---------- AVAILABLE RECORDS

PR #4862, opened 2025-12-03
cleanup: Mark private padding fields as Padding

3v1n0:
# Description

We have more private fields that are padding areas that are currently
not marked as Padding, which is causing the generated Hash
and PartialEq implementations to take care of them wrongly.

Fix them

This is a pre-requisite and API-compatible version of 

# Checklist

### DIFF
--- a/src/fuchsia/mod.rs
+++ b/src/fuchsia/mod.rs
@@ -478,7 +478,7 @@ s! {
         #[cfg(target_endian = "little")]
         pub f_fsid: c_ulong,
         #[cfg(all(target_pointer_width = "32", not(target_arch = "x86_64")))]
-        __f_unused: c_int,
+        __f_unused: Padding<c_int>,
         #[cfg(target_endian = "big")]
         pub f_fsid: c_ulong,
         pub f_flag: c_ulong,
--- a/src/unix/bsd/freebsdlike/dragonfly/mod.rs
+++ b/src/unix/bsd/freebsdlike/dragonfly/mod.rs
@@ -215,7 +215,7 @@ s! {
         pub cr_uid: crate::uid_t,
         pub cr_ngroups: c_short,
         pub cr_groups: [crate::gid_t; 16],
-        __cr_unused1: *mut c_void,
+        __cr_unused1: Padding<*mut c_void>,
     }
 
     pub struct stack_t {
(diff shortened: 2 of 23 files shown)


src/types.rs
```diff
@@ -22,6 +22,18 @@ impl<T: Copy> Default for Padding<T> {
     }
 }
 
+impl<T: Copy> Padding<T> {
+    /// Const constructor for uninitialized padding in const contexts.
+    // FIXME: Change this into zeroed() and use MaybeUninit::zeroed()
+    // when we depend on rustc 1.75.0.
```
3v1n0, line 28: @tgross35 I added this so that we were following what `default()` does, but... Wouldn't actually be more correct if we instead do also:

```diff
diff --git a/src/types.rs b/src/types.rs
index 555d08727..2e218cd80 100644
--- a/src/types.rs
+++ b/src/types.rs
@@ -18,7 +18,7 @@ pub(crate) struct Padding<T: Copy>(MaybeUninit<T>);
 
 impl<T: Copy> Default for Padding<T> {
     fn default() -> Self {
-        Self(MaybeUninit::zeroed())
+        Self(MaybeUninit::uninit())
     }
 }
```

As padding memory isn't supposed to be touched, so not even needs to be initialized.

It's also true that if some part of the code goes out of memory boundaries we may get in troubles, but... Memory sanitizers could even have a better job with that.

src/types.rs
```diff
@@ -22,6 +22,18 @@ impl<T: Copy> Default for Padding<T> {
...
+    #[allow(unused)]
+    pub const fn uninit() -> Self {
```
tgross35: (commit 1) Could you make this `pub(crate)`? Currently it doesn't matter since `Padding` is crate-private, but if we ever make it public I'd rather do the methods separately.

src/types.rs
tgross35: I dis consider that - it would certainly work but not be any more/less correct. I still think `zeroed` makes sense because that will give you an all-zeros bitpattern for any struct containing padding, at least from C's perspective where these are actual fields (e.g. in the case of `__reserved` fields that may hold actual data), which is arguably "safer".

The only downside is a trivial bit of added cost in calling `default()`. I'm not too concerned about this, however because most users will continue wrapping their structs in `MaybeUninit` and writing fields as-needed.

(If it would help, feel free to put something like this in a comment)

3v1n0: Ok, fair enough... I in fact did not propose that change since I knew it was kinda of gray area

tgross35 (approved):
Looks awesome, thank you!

--------------------
---------- AVAILABLE RECORDS

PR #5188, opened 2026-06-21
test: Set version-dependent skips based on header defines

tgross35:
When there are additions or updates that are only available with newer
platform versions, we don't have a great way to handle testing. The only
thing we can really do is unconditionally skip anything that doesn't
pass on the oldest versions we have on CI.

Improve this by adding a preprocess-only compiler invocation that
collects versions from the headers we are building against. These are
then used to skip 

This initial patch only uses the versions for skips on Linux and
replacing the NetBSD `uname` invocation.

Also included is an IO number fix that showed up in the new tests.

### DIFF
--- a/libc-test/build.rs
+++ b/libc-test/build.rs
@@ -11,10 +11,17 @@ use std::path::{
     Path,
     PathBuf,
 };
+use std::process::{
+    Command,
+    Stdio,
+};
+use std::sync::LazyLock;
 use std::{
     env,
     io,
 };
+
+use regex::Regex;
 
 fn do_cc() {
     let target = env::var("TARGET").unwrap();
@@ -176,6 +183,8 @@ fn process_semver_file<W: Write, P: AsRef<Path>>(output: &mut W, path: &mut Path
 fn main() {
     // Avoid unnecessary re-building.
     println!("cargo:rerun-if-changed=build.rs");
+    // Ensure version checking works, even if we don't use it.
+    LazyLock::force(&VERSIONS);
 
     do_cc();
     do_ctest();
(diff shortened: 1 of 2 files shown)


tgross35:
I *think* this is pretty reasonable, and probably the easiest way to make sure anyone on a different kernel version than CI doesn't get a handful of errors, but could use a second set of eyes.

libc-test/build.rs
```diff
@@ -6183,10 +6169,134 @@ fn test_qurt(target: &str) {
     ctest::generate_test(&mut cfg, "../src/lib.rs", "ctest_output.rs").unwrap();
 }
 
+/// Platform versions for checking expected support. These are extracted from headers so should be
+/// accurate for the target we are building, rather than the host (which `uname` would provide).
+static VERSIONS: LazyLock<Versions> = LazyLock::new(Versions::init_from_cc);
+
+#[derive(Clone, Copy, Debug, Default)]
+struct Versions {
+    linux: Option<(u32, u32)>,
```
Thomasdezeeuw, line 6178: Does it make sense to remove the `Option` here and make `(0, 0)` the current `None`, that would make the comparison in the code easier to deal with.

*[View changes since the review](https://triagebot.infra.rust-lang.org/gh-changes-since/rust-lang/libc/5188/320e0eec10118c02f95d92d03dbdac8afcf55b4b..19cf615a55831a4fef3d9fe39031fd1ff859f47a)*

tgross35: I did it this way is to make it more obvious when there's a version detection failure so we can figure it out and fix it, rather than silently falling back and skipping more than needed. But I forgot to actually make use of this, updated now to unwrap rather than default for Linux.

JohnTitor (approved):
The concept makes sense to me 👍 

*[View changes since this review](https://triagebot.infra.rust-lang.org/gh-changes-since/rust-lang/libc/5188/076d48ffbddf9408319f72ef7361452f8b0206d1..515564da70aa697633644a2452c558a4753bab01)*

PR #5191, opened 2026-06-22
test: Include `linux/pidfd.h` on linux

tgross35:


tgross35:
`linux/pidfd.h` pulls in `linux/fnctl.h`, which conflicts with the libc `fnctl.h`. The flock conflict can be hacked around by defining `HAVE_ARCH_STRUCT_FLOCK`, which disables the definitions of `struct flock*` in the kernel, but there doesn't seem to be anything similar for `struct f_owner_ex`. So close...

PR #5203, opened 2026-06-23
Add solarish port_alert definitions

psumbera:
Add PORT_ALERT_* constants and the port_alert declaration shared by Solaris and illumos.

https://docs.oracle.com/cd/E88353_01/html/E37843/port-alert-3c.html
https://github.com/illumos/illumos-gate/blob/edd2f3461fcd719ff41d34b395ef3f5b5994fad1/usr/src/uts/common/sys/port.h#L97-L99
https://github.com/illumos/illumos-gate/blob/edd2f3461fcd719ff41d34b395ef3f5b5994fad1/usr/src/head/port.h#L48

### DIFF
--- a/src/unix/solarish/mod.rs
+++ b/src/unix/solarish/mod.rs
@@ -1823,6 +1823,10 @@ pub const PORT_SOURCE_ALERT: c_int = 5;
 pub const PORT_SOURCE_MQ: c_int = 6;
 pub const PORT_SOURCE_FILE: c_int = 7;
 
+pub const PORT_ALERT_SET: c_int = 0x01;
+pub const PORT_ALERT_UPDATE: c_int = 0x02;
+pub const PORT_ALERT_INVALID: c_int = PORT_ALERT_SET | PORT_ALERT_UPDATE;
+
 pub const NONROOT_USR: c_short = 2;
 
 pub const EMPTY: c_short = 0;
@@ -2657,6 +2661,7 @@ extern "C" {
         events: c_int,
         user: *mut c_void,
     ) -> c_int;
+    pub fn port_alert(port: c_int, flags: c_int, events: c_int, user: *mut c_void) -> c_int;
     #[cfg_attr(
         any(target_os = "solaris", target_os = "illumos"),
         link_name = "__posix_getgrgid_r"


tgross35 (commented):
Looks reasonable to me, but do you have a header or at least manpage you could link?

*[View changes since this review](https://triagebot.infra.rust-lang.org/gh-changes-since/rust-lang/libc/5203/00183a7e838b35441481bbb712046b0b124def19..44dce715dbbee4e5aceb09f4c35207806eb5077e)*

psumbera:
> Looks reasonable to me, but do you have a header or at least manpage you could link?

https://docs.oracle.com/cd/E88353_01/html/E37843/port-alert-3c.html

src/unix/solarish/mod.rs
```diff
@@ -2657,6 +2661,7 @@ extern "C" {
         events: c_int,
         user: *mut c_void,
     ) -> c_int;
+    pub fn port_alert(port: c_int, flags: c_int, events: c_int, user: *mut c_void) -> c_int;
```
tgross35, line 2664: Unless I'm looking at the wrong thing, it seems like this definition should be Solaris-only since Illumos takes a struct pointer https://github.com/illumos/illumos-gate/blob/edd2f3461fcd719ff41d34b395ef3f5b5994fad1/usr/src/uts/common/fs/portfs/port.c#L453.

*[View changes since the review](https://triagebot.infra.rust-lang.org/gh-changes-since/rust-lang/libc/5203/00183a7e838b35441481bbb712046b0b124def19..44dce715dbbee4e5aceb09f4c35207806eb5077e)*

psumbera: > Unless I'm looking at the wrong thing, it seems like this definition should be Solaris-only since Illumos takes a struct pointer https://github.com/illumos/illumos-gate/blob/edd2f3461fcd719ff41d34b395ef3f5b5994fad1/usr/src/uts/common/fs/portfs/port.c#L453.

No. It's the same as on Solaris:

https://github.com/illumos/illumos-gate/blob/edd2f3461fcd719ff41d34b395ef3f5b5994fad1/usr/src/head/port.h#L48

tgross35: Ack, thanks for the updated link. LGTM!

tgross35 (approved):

--------------------

Return each line of the data where the word "MaybeUninit" appears.

:: SOLUTION FOR THIS PROBLEM ::
+    // FIXME: Change this into zeroed() and use MaybeUninit::zeroed()
@@ -18,7 +18,7 @@ pub(crate) struct Padding<T: Copy>(MaybeUninit<T>);
-        Self(MaybeUninit::zeroed())
+        Self(MaybeUninit::uninit())
The only downside is a trivial bit of added cost in calling `default()`. I'm not too concerned about this, however because most users will continue wrapping their structs in `MaybeUninit` and writing fields as-needed.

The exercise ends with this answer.